Dr Sarah Bauermeister, Associate Professor and Senior Scientist & Senior Data Manager, Dementias Platform UK, University of Oxford, said:
“Although important work, including our own, suggests the link between hearing aid use and mild cognitive impairment (MCI) /dementia progression, there is a need to understand difficulties wearing hearing aid. This paper suggest that intervention work did not significantly impact cognitive decline, suggesting an alternative strategy is required. Our current work investigates hearing aid use difficulties in people with cognitive impairment and dementia, and we hope that understanding these difficulties will lead to applied intervention work in hearing aid fitting, design and adherence.”
‘Hearing intervention versus health education control to reduce cognitive decline in older adults with hearing loss in the USA (ACHIEVE): a multicentre, randomised controlled trial’ by Frank R Lin et al. was published in The Lancet at 7:00 UK time on Tuesday 18 July.
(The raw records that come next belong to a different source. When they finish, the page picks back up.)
PR #891, opened 2025-02-04
CI updates and cleanup

altheaden:
This PR adds a few CI updates we've implemented in other repos recently:

1. I updated the default python version in various places to 3.13, and changed this version from a magic number to a variable in a few places (for consistency). 
2. I enabled `auto-update-conda` which we had disabled previously thinking it was causing trouble, but it wasn't.
3. I removed the caching step for creating a conda environment - it doesn't appear to be saving any time and we don't consider it worth keeping.

Checklist

### DIFF
--- a/.github/workflows/build_workflow.yml
+++ b/.github/workflows/build_workflow.yml
@@ -12,6 +12,7 @@ on:
 env:
   CANCEL_OTHERS: false
   PATHS_IGNORE: '["**/README.md", "**/docs/**"]'
+  PYTHON_VERSION: "3.13"
 
 jobs:
   pre-commit-hooks:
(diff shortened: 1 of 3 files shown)


altheaden:
## Testing
I pushed this to my `main` branch on my fork and ran all the CI tests, everything passed and the docs built as expected (as far as I can tell).

@xylar I updated 3.10 -> 3.13 in a few places besides the docs, so let me know if that looks OK to you.

altheaden:
@xylar I don't have permission to re-run jobs but I think the failed job is due to the CI issues we've been experiencing lately.

xylar (approved):
Looks great!

PR #894, opened 2025-02-21
Enable Option for High Res Mesh in Ocean

alexolinhager:
This PR creates the option (`max_res_in_ocn=True`) to maintain the highest resolution used on land ice cells in all ocean cells when generating the GIS MALI mesh. This is done to resolve fjord geometry and coastal bathymetry necessary to translate ocean properties to glacier termini when coupling MALI to MPAS-Ocean (or prescribing ocean forcing to MALI in standalone mode). As this has the potential to drastically increase mesh generation time, so there is an additional option `define_bnds_by_geojson=True` that performs an initial cull of the BedMachine dataset according to the bounds set by `compass/landice/tests/greenland/gis_contShelfExtent_PS.geojson` before generating the mesh in Jigsaw.

Checklist


compass/landice/mesh.py
```diff
@@ -265,12 +265,10 @@ def set_cell_width(self, section_name, thk, bed=None, vx=None, vy=None,
     low_bed = section.getfloat('low_bed')
     high_bed = section.getfloat('high_bed')
 
-    # convert km to m
-    cull_distance = section.getfloat('cull_distance') * 1.e3
```
trhille, line 269: We definitely don't want to remove culling by distance entirely.

trhille (changes requested):

trhille:
@alexolinhager, this is missing an updated `mesh_gen.cfg` file.

compass/landice/mesh.py
```diff
@@ -290,18 +288,30 @@ def set_cell_width(self, section_name, thk, bed=None, vx=None, vy=None,
...
+        # If max_res_in_ocn is true, use the minimum cell spacing for
+        # all ocean cells. Important for ocean-coupled runs where
+        # resolving fjords and ocean bathymetry is necessary for
+        # thermal forcing parameterizations. Otherwize, telescope out
+        # to coarse resolution with distance from the ice front.
+        if section.get('max_res_in_ocn') == 'True':
+            spacing_bed[np.logical_and(bed < 0, thk == 0)] = min_spac
+            print("Maximizing resolution in ocean. {} ocean cells \
+                  ".format(np.sum(np.logical_and(bed < 0, thk == 0))))
+        else:
```
trhille: This should not be within an else-block, or we will not be able to set maximum resolution in the ocean _and_ have bed topography influence resolution for the ice sheet.

PR #899, opened 2025-04-02
github action for running a coarse gis meshgen test

cwsmith:
This PR adds a github action workflow for running a coarse GIS meshgen case on a 'free' github hosted runner.  The run takes about 11 minutes.  It is only triggered when a PR, in any of its commits, changes either of the following files:

https://github.com/SCOREC/compass/blob/368a4a5b0d22344b53c08dbd2c8fbebf6b738032/.github/workflows/gis_coarse_meshgen.yml#L7-L8

```
    - compass/landice/mesh.py
    - compass/landice/tests/greenland/mesh.py
```

Testing was done here by pushing changes to `compass/landice/tests/mesh.py`.  Those changes were reverted, but the action log is available here: https://github.com/MPAS-Dev/compass/actions/runs/14233471393/job/39888454918

As noted below in the checklist, this test is currently downloading the GIS input data from a public RPI box directory.  Is there a better place to host these files?

Checklist
* [X] Document any testing that was used to verify the changes
* [ ] Find a better home for the GIS input data.

### DIFF
--- a/.github/workflows/gis_coarse_meshgen.yml
+++ b/.github/workflows/gis_coarse_meshgen.yml
@@ -23,16 +23,16 @@ jobs:
 
           # create the compass environment
           ./conda/configure_compass_env.py --conda $root/mambaForge --mpi mpich
-          
+
           # enable the compass environment
           source load_dev_compass_1.7.0-alpha.1_mpich.sh
-          
+
           popd
 
           # download the input GIS coarse mesh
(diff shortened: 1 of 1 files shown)


xylar (approved):
Great, thanks @cwsmith!  Let's give this a try!

xylar:
> Find a better home for the GIS input data.

It could potentially be hosted on the LCRC server.  We've tried to be careful not to overload the server but this wouldn't be big and wouldn't run all that often.

PR #900, opened 2025-05-01
Update namelist file to include new&missed options

hollyhan:
This PR updates the MALI namelist file in the `ismip6_run` test case to include options for new model developments (e.g., the Runge-Kutta time integration method) that have been added since the test case was originally merged.

### DIFF
--- a/compass/landice/tests/ismip6_run/ismip6_ais_proj2300/namelist.landice
+++ b/compass/landice/tests/ismip6_run/ismip6_ais_proj2300/namelist.landice
@@ -5,6 +5,10 @@
 
     config_thickness_advection = 'fo'
     config_tracer_advection = 'fo'
+    config_horiz_tracer_adv_order = 3
+    config_advection_coef_3rd_order = 0.25
+    config_restore_thickness_after_advection = .false.
+    config_zero_sfcMassBalApplied_over_bare_land = .true.
 
     config_uplift_method = 'none'
     config_slm_coupling_interval = 5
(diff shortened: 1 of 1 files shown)


hollyhan:
@matthewhoffman & @trhille, I got to visit this while setting up new set of ISMIP6 Antarctica 2300 simulations. Let me know if there are other options to include (or remove) based on recent MALI development that would be relevant to include in this PR.

xylar:
This looks fine to me but I'm not really qualified to review it.  @hollyhan, is there anything specific you wanted from me?  If not, I'll probably remove myself as a reviewer.

matthewhoffman:
@hollyhan , thanks for looking at this.  In general, we only include namelist options for options that are active and we want deliberately set in a way that differs from the default.  I think all of the new options you added are for features that are off in this namelist, and therefore we don't need (or probably want) them introduced to the compass test case namelist.  Did you run into any issues that led you to want to add them?

(the patch ice option for SLM makes sense  -  i was just talking about the MALI namelist options)

hollyhan:
> @hollyhan , thanks for looking at this. In general, we only include namelist options for options that are active and we want deliberately set in a way that differs from the default. I think all of the new options you added are for features that are off in this namelist, and therefore we don't need (or probably want) them introduced to the compass test case namelist. Did you run into any issues that led you to want to add them?
> 
> (the patch ice option for SLM makes sense - i was just talking about the MALI namelist options)

Thanks for clarifying, @matthewhoffman. The extra namelist options I added here were included in my original production runs for the coupled MALI-SLM paper. When setting up new runs recently, I found myself digging through my old-run folders to figure out which namelist settings I had used. Having these included in the default namelist would make reproducibility of our work easier. But if all of options I added here are disabled and thus not needed, it's probably better to clean up the namelist in my run folders rather than here (but only 'config_restore_thickness_after_advection' was turned off?) If you think none of these changes are needed, I'll create a separate PR just handling the sea level namelist.

matthewhoffman (approved):
Thanks @hollyhan , for opening this PR to fix these two important settings!  Sorry it took so long to get back to, but I'm approving it now after fixing up the namelist.landice commit.

PR #902, opened 2025-05-02
Switch CI from miniconda to micromamba

altheaden:
This PR switches CI to use the `setup-micromamba` GitHub action instead of the `setup-miniconda` GitHub action, in an effort to fix CI crashes caused by the latest `miniconda` version. 

To do this, I needed to make a change to `conda.shared`, so that it did not reference the `CONDA_EXE` variable. Apparently miniconda sets this environment var, but micromamba does not. 

Checklist

### DIFF
--- a/.github/workflows/build_workflow.yml
+++ b/.github/workflows/build_workflow.yml
@@ -74,15 +74,17 @@ jobs:
 
       - if: ${{ steps.skip_check.outputs.should_skip != 'true' }}
         name: Set up Conda Environment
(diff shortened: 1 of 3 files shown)


altheaden:
## Testing
I tested this by pushing it to my fork and letting CI run. I'm waiting for the documentation to deploy to make sure that it looks fine, but it built without errors so I'm not too concerned about it.

xylar (approved):
Looks great! Thanks @altheaden!

PR #918, opened 2025-08-21
Fix inadvertent mixup of variable names in build_mapping_file()

trhille:
Fix bug introduced by commit e51fcd1 that switched the variable names `ds` and `ds_out` in several places.

Checklist


xylar:
The process_smb error looks like a problem -- a bad value that's bigger than the maximum allowed integer -- and seemingly not related to this PR.

trhille:
> The process_smb error looks like a problem -- a bad value that's bigger than the maximum allowed integer -- and seemingly not related to this PR.

Yes, I'm working on tracking that down now, but I agree that it's not related to the bug in `build_mapping_file()`.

DOI: https://doi.org/10.1016/ S0140-6736(23)01406-X
Declared interests
Dr Charles Marshall: “I have no relevant conflicts to declare.”
Prof Tom Dening: “The only interest I have to declare is that I wear hearing aids myself, and I have written several blogs on my experiences. This makes me a bit of an advocate for wider hearing aid use, though I do so in terms of their immediate benefits, less so as a preventive measure against dementia, where I think that am able objectively to consider the evidence.”
Prof Gill Livingston: Referred this paper and has written a linked comment. No other conflicts of interest
Dr Sarah Bauermeister: “No conflicting interests.”
For all other experts, no reply to our request for DOIs was received.